In another aspect is a combination comprising: (I) any of the above compositions comprising the nuclease agent that targets the nuclease target site in the ASS1 gene; and (II) any of the above compositions comprising the nucleic acid construct comprising the first argininosuccinate synthase protein coding sequence.

In another aspect, provided are any of the above compositions or any of the above combinations for use in a method of introducing an argininosuccinate synthase (ASS1) nucleic acid into a cell, a method of integrating an ASS1 nucleic acid construct into a target gene in a cell, or a method of expressing argininosuccinate synthase in a cell. In some such compositions or combinations for use, the cell is a neonatal cell. In some such compositions or combinations for use, the neonatal cell is from a human neonatal subject within 24 weeks after birth, is from a human neonatal subject within 12 weeks after birth, is from a human neonatal subject within 8 weeks after birth, is from a human neonatal subject within 4 weeks after birth, is from a human neonatal subject within 2 weeks after birth, or is from a human neonatal subject within 1 week after birth. In some such compositions or combinations for use, the cell is not a neonatal cell.

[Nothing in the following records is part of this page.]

PR #376, opened 2026-09-03
Persist fitted model IDs across script reruns

simo-prior:


ggprior (approved):
Didn't test this, but this looks right. Very nice addition! 👍

PR #378, opened 2026-09-04
Fix invalid inference config values that were passed down to the model

safaricd:
### Change Description

The `tabpfn_client.hosted` had invalid default inference configs. This PR streamlines them with the API's, in which the API (be it the inference container) decides on the configuration that is used, but the user may still overwrite it.


ggprior (dismissed):
funny how such a simple change can cause such churn 🫠

jmkuebler (approved):
stamping

PR #379, opened 2026-09-04
Forward `model_version` to the endpoint

safaricd:
Select a baked weights family (e.g. "v3") when the endpoint supports it. Omitted from the request body when unset, so older containers that reject unknown fields keep working.


ggprior (dismissed):
what happens if we predict against a dist which doesn't have the model?

safaricd:
> what happens if we predict against a dist which doesn't have the model?

@ggprior this is handled and a `4xx` is returned - already tested on a live container.

simo-prior (approved):

PR #380, opened 2026-09-04
Release v0.5.2

ggprior:
Automated release PR for v0.5.2, cut from 61b2f4a76cdf376727cbe65a3739a5ead8fae316.

Merging this tags `v0.5.2` and starts the publish workflow, which
uploads to TestPyPI, installs the result from there to verify it, and
then publishes to PyPI.

The PyPI step runs in the `pypi` environment. Whether it pauses for a
review depends on that environment carrying a required reviewer, which
is repository configuration rather than anything this workflow can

In another aspect, provided are uses any of the above compositions or any of the above combinations in the preparation of a reagent for introducing an argininosuccinate synthase (ASS1) nucleic acid into a cell, integrating an ASS1 nucleic acid construct into a target gene in a cell, or expressing argininosuccinate synthase in a cell. In some such uses, the cell is a neonatal cell. In some such uses, the neonatal cell is from a human neonatal subject within 24 weeks after birth, is from a human neonatal subject within 12 weeks after birth, is from a human neonatal subject within 8 weeks after birth, is from a human neonatal subject within 4 weeks after birth, is from a human neonatal subject within 2 weeks after birth, or is from a human neonatal subject within 1 week after birth. In some such uses, the cell is not a neonatal cell.

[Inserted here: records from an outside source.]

PR #385, opened 2026-09-11
fix: stop printing from fit/predict and demote routine log records

ggprior:
`fit()` and `predict()` wrote a `\r` spinner to stdout on every call, and routine events were logged at WARNING, which Python prints to stderr even when the application has configured no logging. In scripts and CI logs the spinner frames end up in captured output; in notebooks the spinner and log lines share one output line. A library should leave stdout and logging configuration to the application.

- **Spinner removed.** `fit()` and `predict()` call the server directly, without the worker thread the spinner needed. `TABPFN_CLIENT_CI_MODE`, which only disabled the spinner, is removed; setting it is now a no-op.
- **"Train/Test set already exists, skipping upload."** is logged at DEBUG. It is the normal dedup path, e.g. predicting on the same `X` twice.
- **`init()` no longer prints "Found existing access token, reusing it for authentication."** on every run in a terminal. `try_reuse_existing_token()` already logs the same event at DEBUG.
- **`try_connection()`** no longer logs an ERROR and calls `traceback.print_exc()` before `init()` raises its own connection error. The traceback is logged at DEBUG.
- **`UserDataClient`** logs through its module logger. It called `logging.info()` / `logging.error()`, which run `basicConfig()` when the root logger has no handlers, so a later `basicConfig()` in the application did nothing. The error logs that preceded a re-raise are dropped.
- **Missing `tabpfn` / `torch` for `output_type="full"`** is now a `UserWarning` via `warnings.warn`: the caller can act on it and filter it.
- **Unused `ui` helpers** are removed: `setup_logging()` (a `basicConfig()` helper), `header()`, `info()`, `progress_bar()` and `print_logo_small()`. None had callers.

Unchanged: the interactive login and signup flows still print, since they are opt-in and need a terminal, and server greeting messages still go through `notify()`.

Not in this PR: the import-time `setLevel(WARNING)` on the `httpx` / `httpcore` loggers, and the server deprecation notice being a `DeprecationWarning`, which is hidden by default outside `__main__`.

Generated with [Claude Code](https://claude.com/claude-code)

https://claude.ai/code/session_018bhEkFCJWSiwyStDihRFMa

### DIFF
--- a/changelog/385.changed.md
+++ b/changelog/385.changed.md
@@ -1,0 +1,1 @@
+`fit()` and `predict()` no longer print a progress spinner to stdout, `init()` no longer announces that it is reusing a cached token, and routine messages such as "Test set already exists, skipping upload." are logged at DEBUG instead of WARNING. `TABPFN_CLIENT_CI_MODE`, which only disabled the spinner, is removed.
--- a/src/tabpfn_client/client.py
+++ b/src/tabpfn_client/client.py
@@ -15,7 +15,6 @@ import numpy as np
 import re
 import struct
 import time
-import traceback
 import warnings
 from pydantic import BaseModel, ValidationError
 from typing import Any, cast, Mapping, NoReturn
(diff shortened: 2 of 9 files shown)


ggprior:

- #385 ◀

brendan-priorlabs (approved):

In another aspect, provided are any of the above compositions or any of the above combinations for use in a method of treating an argininosuccinate synthase deficiency in a subject. In another aspect, provided are any of the above compositions or any of the above combinations for use in a method of treating citrullinemia type I in a subject. In some such compositions or combinations for use, the subject is a neonatal subject. In some such compositions or combinations for use, the neonatal subject is a human neonatal subject within 24 weeks after birth, is a human neonatal subject within 12 weeks after birth, is a human neonatal subject within 8 weeks after birth, is a human neonatal subject within 4 weeks after birth, is a human neonatal subject within 2 weeks after birth, or is a human neonatal subject within 1 week after birth. In some such compositions or combinations for use, the subject is not a neonatal subject.

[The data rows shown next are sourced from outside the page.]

PR #382, opened 2026-09-07
Add API-backed dataset cost estimates

dianaprior:
### Change Description

Adds `estimate_cost(X_train, X_test, ...)` so callers can check an operation's quota cost before running it. The helper sends only dataset dimensions and settings to `POST /tabpfn/estimate_cost`, returning a typed result with `estimated_cost`, `pricing_version`, and the resolved inputs. It does not upload feature values or consume quota.

Supports prediction, Thinking fit/predict, and cached prediction. Defaults are resolved by the server; cache fallback or different fitted estimator counts can change the final charge. The endpoint requires quota v3 to be enabled.

Server counterpart: https://github.com/PriorLabs/tabpfn-server/pull/1164 (endpoint commit `78435846`).

```python
from tabpfn_client import estimate_cost

quote = estimate_cost(X_train, X_test, model_version="v3")
print(quote.estimated_cost, quote.pricing_version)
```

Validation: all 275 client unit tests passed, including 17 new helper tests. Ruff, type checks, and direct client-to-server HTTP contract checks also passed locally.

**New dependencies:** None.

**Mattermost reviewer ping:** None; this PR is a draft.

## Breaking changes

**Does this PR break the API?** No. The new helper requires the server counterpart above; existing client calls are unchanged.

**Does this PR break the user interface?** No.

PR #386, opened 2026-09-11
Release v0.6.0

ggprior:
Automated release PR for v0.6.0, cut from a85960ac0776a53334d2453f67b8beba41c0a74a.

Merging this tags `v0.6.0` and starts the publish workflow, which
uploads to TestPyPI, installs the result from there to verify it, and
then publishes to PyPI.

The PyPI step runs in the `pypi` environment. Whether it pauses for a
review depends on that environment carrying a required reviewer, which
is repository configuration rather than anything this workflow can
assert -- an environment with no protection rules publishes
unattended.


brendan-priorlabs (approved):

ggprior:
We'll do this Monday to also get #382 .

In another aspect, provided are uses of any of the above compositions or any of the above combinations in the preparation of a medicament treating an argininosuccinate synthase deficiency in a subject. In another aspect, provided are uses of any of the above compositions or any of the above combinations in the preparation of a medicament treating citrullinemia type I in a subject. In some such uses, the subject is a neonatal subject. In some such uses, the neonatal subject is a human neonatal subject within 24 weeks after birth, is a human neonatal subject within 12 weeks after birth, is a human neonatal subject within 8 weeks after birth, is a human neonatal subject within 4 weeks after birth, is a human neonatal subject within 2 weeks after birth, or is a human neonatal subject within 1 week after birth. In some such uses, the subject is not a neonatal subject.

In another aspect, provided are cells comprising any of the above compositions or any of the above combinations. In some such cells, the nucleic acid construct is integrated into an endogenous target gene locus, and wherein argininosuccinate synthase protein is expressed from the endogenous target gene locus, or wherein the nucleic acid construct is integrated into intron 1 or intron 2 of an endogenous argininosuccinate synthase (ASS1) locus, and wherein argininosuccinate synthase protein is expressed from the endogenous ASS1 locus. In some such cells, the cell is a human cell, optionally wherein the nucleic acid construct is integrated into intron 2 of the endogenous ASS1 locus. In some such cells, the cell is a liver cell. In some such cells, the liver cell is a hepatocyte. In some such cells, the cell is a neonatal cell. In some such cells, the neonatal cell is from a human neonatal subject within 24 weeks after birth, is from a human neonatal subject within 12 weeks after birth, is from a human neonatal subject within 8 weeks after birth, is from a human neonatal subject within 4 weeks after birth, is from a human neonatal subject within 2 weeks after birth, or is from a human neonatal subject within 1 week after birth. In some such cells, the cell is not a neonatal cell. In some such cells, the cell is ex vivo or in vitro. In some such cells, the cell is in vivo.

In another aspect, provided are methods of introducing an argininosuccinate synthase nucleic acid into a cell, comprising administering any of the above combinations to the cell. In another aspect, provided are methods of integrating an argininosuccinate synthase nucleic acid construct into a target gene in a cell, comprising administering any of the above combinations to the cell, wherein the nuclease agent cleaves the nuclease target site in the target gene to create a cleavage site, the nucleic acid construct is inserted into the cleavage site to create a modified target gene, and argininosuccinate synthase protein is expressed from the modified target gene. In another aspect, provided are methods of expressing argininosuccinate synthase in a cell, comprising administering any of the above combinations to the cell, wherein the nuclease agent cleaves the nuclease target site in the target gene to create a cleavage site, the nucleic acid construct is inserted into the cleavage site to create a modified target gene, and argininosuccinate synthase protein is expressed from the modified target gene.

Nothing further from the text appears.